In TNM-8, N1 disease in older patients is classified into stage II, resulting in management with various levels of aggression adopted for patients of the same stage. Kim et al. classified DTC patients with stage II in TNM-8 depending on whether or not levels I–V LNM occur, demonstrating that employing N1b could be more accurate for the prediction of DSS [11]. Our study also divided stage II patients into stage IIA and IIB, where stage IIB was defined as N1b patients aged ≥ 55 years. Distinct from the work of Kim, we reclassified both level VII and levels I–V LNM into N1b according to the prognostic implication of level VII LNM. Compared with TNM-8, the advantage of our modified stage system in predicting prognosis will be significant, considering with the high prevalence and increased incidence of DTC [22,23,24,25]. In addition, patients with stage IIB DTC undergo lateral lymph node dissection whereas those with stage IIA DTC undergo a more limited extent of thyroid surgery. Therefore, subclassification of patients with stage II DTC based on LNM will be helpful in both predicting disease mortality and establishing a treatment plan with precise selection of surgical extent.

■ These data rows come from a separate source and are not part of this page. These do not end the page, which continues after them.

PR #6435, opened 2023-11-09
WorkflowActionForm: run service as a background job

dunn:
### Fixes

Workflow updates can trigger slow operations; when run in the foreground this can cause browser timeouts.

@samvera/hyrax-code-reviewers


dunn:
the `WorkflowActionService` specs seem to be flaky, which makes very little sense since they were just moved over from the form spec.

PR #6441, opened 2023-11-13
Refactor Valkyrie indexer API (to match forms)

marrus-sh:
**Note: Because there are some file renames which don’t persist across the full diff, I recommend reviewing each commit in sequence.**

This is a kind of heavy refactor of the Valkyrie indexer classes to match the API used for forms. This means :⁠—

- Using configurable classes, like `Hyrax.config.pcdm_collection_indexer`, instead of hardcoded ones.

- Renaming all of the classes to follow a pattern and be namespaced to `Hyrax::Indexers` :⁠—

  - `Hyrax::ValkyrieIndexer` 🔜 `Hyrax::Indexers::ResourceIndexer`.

    **Note:** This is a somewhat less‐basic base class, as it includes `Hyrax::ResourceIndexer`. If we still want `Hyrax::ValkyrieIndexer` as a base class which does not utilize `Hyrax::ResourceIndexer`, that’s probably an option.

  - `Hyrax::PcdmCollectionIndexer` 🔜 `Hyrax::Indexers::PcdmCollectionIndexer`.

    **Note:** This class has already been renamed once in the past (it was originally `Hyrax::ValkyrieCollectionIndexer`; see 7ca32a59062e3dbed7e4b04ebcf7bd2c261b3e28).

  - `Hyrax::ValkyrieFileSetIndexer` 🔜 `Hyrax::Indexers::FileSetIndexer`.

  - `Hyrax::ValkyrieWorkIndexer` 🔜 `Hyrax::Indexers::PcdmObjectIndexer`.

  The old aliases are supported with deprecation warnings.

- Implementing `Hyrax::Indexers::ResourceIndexer()` and `Hyrax::Indexers::PcdmObjectIndexer()` to match `Hyrax::Forms::ResourceForm()` and `Hyrax::Forms::PcdmObjectForm()`.


dlpierce (approved):
Thanks for the reorg! This is a welcome cleanup.

PR #6453, opened 2023-11-16
Updates tested collection objects to Valkyrie-compliant (spec/search_builders/hyrax/collection_search_builder_spec.rb).

bwatson78:
### Fixes

Fixes `spec/search_builders/hyrax/collection_search_builder_spec.rb`.

### Summary

Adds active_fedora tag to AF-specific test in collection_search_builder_spec.

@samvera/hyrax-code-reviewers

### DIFF
--- a/spec/search_builders/hyrax/collection_search_builder_spec.rb
+++ b/spec/search_builders/hyrax/collection_search_builder_spec.rb
@@ -44,7 +44,7 @@ RSpec.describe Hyrax::CollectionSearchBuilder do
     end
   end
 
-  describe '#gated_discovery_filters' do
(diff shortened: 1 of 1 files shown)


no-reply:
Thanks for this, @bwatson78!

it's not clear to me looking at this one why this test is AF only. is this method only applicable to the ActiveFedora models for some reason?

bwatson78:
@no-reply You're right, I will circle back to this. Daniel showed me how deposit access was setup with Valkyrie objects recently. I'll apply that here.

bwatson78:
@no-reply Does that look right?

dlpierce (approved):

PR #6459, opened 2023-11-20
Makes spec/services/hyrax/file_set_fixity_check_service_spec.rb Dassie-only.

bwatson78:
### Fixes

Fixes `spec/services/hyrax/file_set_fixity_check_service_spec.rb`.

### Summary

Makes spec/services/hyrax/file_set_fixity_check_service_spec.rb Dassie-only.

Add an appropriate `notes-*` label to the PR (or indicate here) that classifies this change.

@samvera/hyrax-code-reviewers

### DIFF
--- a/spec/services/hyrax/file_set_fixity_check_service_spec.rb
+++ b/spec/services/hyrax/file_set_fixity_check_service_spec.rb
@@ -1,5 +1,6 @@
 # frozen_string_literal: true
-RSpec.describe Hyrax::FileSetFixityCheckService, :active_fedora do
+RSpec.describe Hyrax::FileSetFixityCheckService,
+               pending: Hyrax.config.disable_wings ? 'Valkyrie rewrite needed' : false do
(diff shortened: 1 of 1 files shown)


no-reply:
Doesn't this code need to work for koppie?

bwatson78:
@no-reply I attempted to convert the tested FileSet to a :hyrax_file_set, but was blocked by errors stating that `.files` wasn't a method of `Hyrax::FileSet`. So I went back to the Service to see if anything pointed to this being ActiveFedora only, and saw that [in the Service class](https://github.com/samvera/hyrax/blob/dac642743e8476800cb494fa8d8db539a7b27248/app/services/hyrax/file_set_fixity_check_service.rb#L29), the expected param is an ActiveFedora object.

I tried to do due diligence and track down whether there was a separate Valkyrie process to perform Fixity, but couldn't find one. Would you happen to know where the Fixity processing starts for Valkyrie FileSets?

PR #6467, opened 2023-11-21
Marks test suite as ActiveFedora-only, since importer has no Valkyrization.

bwatson78:
### Fixes

Fixes `spec/services/hyrax/user_stat_importer_spec.rb`.

### Summary

Marks test suite as ActiveFedora-only, since importer has no Valkyrization.

@samvera/hyrax-code-reviewers


dlpierce (approved):
Yes, this service is currently strongly tied to ActiveFedora and will need a rewrite for Valkyrie.

PR #6478, opened 2023-11-28
Enqueues Job that wasn't calling.

bwatson78:
### Fixes

Fixes `spec/controllers/hyrax/file_sets_controller_spec.rb`.

### Summary

Enqueues Job that wasn't calling.

@samvera/hyrax-code-reviewers


dlpierce (approved):
I'm curious what causes the number of `run` calls to decrease from this change.

PR #6499, opened 2023-12-04
Support all PCDM terms in `Hyrax::FileMetadata::Use`

marrus-sh:
Our Hyrax application makes use of `pcdmuse:PreservationFile` and `pcdmuse:IntermediateFile`, and is currently overriding Hyrax to provide these constants. But the list of possible PCDM use terms is [short and well known](https://pcdm.org/2021/04/09/use), and there’s no reason why Hyrax couldn’t just provide all of them to begin with.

This study has several limitations. First, the Chinese cohort was recruited from a single tertiary referral institution and was smaller than the populations in other studies. However, the outcomes of this study were based on a highly uniform group of patients with a relatively long follow-up and were confirmed by SEER data, and, therefore, have valuable implications in evaluating the prognostic value and changes in N1b of TNM-8 for DTC. Second, there is a possibility of coding errors, which exists in all large database studies. However, the probability of such errors is extremely low because SEER databases are standardized and highly audited.

Conclusion

In conclusion, our study shows that compared with TNM-7, TNM-8 has improved clinical usefulness with respect to predicting survival for a Chinese population of patients with DTC. However, the changes in lateral LNM definition and classification of TNM-8 have a significant prognostic implication in patients with DTC. Our study suggests that a modified TNM system including redefined N1b would be more useful for predicting mortality and determining proper management in patients with DTC.